**Exercise brief**
For the string "returned", search the entries below and copy every line where it appears.
^^^^
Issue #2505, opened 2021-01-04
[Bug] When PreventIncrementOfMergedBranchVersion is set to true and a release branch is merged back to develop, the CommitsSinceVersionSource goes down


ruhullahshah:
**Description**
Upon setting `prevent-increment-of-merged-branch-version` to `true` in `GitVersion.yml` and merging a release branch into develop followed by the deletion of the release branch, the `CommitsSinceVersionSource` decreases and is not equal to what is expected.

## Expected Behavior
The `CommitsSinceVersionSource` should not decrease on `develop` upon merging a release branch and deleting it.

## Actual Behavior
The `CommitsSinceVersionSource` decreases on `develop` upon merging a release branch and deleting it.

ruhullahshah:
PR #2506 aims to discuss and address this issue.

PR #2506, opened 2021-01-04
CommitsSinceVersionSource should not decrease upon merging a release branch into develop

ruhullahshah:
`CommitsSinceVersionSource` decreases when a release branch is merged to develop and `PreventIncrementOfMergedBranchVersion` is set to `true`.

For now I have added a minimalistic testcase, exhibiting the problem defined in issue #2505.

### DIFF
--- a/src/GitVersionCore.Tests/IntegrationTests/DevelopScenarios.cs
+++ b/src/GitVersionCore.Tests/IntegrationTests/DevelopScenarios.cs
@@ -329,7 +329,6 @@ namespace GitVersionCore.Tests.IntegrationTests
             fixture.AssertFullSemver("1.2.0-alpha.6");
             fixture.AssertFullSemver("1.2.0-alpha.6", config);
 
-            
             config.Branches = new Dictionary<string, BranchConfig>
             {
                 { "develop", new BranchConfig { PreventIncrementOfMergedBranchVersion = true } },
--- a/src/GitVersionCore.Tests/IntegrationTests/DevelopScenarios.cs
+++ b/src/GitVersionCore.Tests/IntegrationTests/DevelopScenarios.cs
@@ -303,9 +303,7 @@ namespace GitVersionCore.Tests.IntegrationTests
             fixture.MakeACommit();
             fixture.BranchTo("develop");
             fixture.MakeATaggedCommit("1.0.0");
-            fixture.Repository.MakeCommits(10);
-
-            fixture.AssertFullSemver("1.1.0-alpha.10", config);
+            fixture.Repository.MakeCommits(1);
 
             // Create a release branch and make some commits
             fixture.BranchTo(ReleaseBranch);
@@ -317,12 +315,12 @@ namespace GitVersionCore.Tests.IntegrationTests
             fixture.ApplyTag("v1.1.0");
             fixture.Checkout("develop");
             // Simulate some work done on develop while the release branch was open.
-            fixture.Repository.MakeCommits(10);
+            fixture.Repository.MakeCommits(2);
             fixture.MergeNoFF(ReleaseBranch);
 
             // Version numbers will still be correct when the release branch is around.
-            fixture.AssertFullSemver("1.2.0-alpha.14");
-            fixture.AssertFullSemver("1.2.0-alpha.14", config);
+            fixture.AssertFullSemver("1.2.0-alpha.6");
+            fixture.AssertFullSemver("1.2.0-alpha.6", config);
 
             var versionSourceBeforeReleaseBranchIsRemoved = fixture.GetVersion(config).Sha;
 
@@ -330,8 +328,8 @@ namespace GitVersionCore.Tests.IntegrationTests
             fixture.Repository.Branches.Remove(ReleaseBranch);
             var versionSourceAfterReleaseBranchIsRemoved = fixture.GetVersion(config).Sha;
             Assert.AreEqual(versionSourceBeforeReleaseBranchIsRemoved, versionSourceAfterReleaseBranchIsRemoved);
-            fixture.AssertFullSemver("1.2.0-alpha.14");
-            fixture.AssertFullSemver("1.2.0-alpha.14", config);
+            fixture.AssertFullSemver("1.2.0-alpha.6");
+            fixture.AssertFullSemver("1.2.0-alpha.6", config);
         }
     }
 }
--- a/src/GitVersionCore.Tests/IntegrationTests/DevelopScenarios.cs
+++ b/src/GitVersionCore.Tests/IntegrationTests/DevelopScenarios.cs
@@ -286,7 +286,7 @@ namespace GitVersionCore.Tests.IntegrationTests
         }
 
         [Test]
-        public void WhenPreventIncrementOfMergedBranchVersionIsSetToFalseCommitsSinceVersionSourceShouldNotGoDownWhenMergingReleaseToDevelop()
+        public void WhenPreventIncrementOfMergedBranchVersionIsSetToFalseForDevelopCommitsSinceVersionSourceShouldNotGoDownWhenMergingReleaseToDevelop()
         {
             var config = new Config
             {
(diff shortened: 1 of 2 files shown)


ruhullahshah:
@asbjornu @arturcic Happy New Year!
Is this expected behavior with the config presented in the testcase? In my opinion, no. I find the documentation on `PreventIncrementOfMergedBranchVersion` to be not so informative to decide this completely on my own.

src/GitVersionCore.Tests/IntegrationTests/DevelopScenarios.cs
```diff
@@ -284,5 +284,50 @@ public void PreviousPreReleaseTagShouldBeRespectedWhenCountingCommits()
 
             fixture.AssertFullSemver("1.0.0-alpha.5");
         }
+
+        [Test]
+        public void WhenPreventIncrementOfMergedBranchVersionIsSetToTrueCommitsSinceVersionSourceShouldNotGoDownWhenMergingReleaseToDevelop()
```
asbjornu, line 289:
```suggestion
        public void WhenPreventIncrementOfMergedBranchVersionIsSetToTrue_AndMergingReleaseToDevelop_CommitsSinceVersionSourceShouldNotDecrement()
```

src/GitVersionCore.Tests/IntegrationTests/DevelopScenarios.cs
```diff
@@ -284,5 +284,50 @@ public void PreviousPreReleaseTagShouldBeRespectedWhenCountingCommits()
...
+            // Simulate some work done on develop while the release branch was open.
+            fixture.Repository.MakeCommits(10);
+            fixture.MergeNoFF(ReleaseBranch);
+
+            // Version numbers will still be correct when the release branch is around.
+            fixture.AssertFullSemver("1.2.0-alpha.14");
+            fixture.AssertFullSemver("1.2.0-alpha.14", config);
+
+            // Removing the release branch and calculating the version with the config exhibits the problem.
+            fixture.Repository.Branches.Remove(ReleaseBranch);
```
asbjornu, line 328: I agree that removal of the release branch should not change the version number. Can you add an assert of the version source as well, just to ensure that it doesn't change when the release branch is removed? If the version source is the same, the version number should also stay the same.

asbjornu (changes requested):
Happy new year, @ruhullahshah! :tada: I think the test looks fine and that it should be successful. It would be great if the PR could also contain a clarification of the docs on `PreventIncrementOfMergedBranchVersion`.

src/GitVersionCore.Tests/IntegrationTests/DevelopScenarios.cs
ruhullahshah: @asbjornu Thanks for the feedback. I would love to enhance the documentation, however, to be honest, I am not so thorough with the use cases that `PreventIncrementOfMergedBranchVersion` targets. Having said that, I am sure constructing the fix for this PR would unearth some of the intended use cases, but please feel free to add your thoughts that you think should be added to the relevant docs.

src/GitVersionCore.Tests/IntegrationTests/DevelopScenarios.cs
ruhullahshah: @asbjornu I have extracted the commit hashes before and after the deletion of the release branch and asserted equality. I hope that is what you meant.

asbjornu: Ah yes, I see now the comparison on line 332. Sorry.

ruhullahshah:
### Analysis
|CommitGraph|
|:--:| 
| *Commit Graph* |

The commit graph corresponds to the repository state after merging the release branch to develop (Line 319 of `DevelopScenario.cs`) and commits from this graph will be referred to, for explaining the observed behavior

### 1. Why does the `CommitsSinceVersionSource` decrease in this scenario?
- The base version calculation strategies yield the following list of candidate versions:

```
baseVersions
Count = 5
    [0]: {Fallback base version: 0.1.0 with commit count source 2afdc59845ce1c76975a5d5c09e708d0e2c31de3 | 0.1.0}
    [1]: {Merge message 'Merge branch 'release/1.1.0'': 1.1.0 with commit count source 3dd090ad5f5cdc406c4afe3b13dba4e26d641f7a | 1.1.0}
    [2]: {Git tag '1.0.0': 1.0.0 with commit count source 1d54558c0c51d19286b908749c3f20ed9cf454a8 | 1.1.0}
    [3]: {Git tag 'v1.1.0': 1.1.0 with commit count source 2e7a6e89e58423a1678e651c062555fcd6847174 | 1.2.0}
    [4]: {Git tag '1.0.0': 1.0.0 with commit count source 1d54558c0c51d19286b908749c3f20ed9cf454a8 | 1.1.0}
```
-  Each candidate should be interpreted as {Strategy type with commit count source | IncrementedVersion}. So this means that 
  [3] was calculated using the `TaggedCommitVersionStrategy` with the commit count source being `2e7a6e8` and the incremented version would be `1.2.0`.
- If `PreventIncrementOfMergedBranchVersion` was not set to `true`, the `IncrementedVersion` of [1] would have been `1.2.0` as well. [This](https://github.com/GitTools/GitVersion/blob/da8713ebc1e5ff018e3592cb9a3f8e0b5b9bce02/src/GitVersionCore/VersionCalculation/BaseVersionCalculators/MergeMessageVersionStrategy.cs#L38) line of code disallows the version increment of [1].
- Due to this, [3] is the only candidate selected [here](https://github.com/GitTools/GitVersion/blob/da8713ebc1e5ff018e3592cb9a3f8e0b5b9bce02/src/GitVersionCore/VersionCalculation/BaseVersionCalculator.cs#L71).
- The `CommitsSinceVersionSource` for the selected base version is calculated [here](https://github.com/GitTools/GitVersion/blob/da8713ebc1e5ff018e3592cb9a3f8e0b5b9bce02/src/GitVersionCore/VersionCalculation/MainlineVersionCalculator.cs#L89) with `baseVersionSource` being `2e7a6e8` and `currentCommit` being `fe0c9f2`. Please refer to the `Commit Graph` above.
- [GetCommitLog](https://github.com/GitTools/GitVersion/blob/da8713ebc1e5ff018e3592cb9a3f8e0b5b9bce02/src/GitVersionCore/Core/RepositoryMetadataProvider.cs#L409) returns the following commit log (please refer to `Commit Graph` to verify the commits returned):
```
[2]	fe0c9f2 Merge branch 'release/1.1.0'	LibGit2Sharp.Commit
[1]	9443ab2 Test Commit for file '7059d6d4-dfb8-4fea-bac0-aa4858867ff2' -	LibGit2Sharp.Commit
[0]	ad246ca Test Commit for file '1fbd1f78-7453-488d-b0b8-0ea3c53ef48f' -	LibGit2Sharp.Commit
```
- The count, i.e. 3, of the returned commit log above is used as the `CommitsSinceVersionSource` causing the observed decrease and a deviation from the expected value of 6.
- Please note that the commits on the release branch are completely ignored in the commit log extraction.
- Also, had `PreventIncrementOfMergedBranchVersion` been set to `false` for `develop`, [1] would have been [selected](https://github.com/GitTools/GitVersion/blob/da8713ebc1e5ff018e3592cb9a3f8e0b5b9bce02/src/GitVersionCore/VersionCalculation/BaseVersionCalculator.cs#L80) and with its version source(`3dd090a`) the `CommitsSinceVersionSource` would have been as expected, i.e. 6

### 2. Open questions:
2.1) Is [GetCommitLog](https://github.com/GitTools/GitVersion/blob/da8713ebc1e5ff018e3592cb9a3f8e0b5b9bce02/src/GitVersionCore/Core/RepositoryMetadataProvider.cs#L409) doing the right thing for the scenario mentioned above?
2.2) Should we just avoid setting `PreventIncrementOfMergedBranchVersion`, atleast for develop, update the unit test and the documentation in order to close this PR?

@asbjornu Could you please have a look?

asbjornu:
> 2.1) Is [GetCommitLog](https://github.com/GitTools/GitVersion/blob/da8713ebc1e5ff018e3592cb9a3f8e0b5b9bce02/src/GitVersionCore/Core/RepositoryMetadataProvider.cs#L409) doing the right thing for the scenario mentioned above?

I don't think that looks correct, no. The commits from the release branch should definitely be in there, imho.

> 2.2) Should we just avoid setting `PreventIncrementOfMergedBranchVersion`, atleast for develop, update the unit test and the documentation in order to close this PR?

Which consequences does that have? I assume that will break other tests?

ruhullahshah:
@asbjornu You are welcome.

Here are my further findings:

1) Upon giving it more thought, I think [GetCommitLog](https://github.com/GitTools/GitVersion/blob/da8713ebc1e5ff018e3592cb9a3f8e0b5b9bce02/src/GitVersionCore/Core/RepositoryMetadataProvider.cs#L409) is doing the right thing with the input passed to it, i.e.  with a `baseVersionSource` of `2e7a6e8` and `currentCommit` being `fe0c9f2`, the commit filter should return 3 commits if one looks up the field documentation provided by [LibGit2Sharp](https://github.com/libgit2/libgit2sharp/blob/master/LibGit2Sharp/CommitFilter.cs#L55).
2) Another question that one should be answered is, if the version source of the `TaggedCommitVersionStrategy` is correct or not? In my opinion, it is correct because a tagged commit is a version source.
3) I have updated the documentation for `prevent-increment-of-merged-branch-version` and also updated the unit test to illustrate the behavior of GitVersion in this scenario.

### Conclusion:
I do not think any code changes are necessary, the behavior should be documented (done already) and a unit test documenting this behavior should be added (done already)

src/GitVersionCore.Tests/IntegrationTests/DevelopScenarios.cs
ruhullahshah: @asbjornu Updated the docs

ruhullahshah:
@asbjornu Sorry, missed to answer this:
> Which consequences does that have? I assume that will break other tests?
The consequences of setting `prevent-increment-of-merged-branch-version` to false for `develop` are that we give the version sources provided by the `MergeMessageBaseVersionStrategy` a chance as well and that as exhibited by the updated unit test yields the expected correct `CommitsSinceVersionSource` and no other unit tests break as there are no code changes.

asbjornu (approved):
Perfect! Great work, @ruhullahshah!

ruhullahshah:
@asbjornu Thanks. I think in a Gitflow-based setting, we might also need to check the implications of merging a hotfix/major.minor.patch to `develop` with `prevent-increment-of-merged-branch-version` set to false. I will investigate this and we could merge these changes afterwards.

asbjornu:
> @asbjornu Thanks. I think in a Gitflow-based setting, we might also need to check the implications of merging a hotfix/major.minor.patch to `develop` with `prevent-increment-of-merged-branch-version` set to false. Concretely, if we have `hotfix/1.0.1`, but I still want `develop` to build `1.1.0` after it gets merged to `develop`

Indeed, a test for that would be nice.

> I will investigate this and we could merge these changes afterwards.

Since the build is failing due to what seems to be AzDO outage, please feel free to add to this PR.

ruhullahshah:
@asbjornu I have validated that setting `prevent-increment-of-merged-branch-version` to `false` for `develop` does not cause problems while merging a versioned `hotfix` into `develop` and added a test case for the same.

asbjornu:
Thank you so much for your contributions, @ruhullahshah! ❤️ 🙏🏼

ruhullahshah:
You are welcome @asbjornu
^^^^
**Solution for this problem**
- [GetCommitLog](https://github.com/GitTools/GitVersion/blob/da8713ebc1e5ff018e3592cb9a3f8e0b5b9bce02/src/GitVersionCore/Core/RepositoryMetadataProvider.cs#L409) returns the following commit log (please refer to `Commit Graph` to verify the commits returned):
- The count, i.e. 3, of the returned commit log above is used as the `CommitsSinceVersionSource` causing the observed decrease and a deviation from the expected value of 6.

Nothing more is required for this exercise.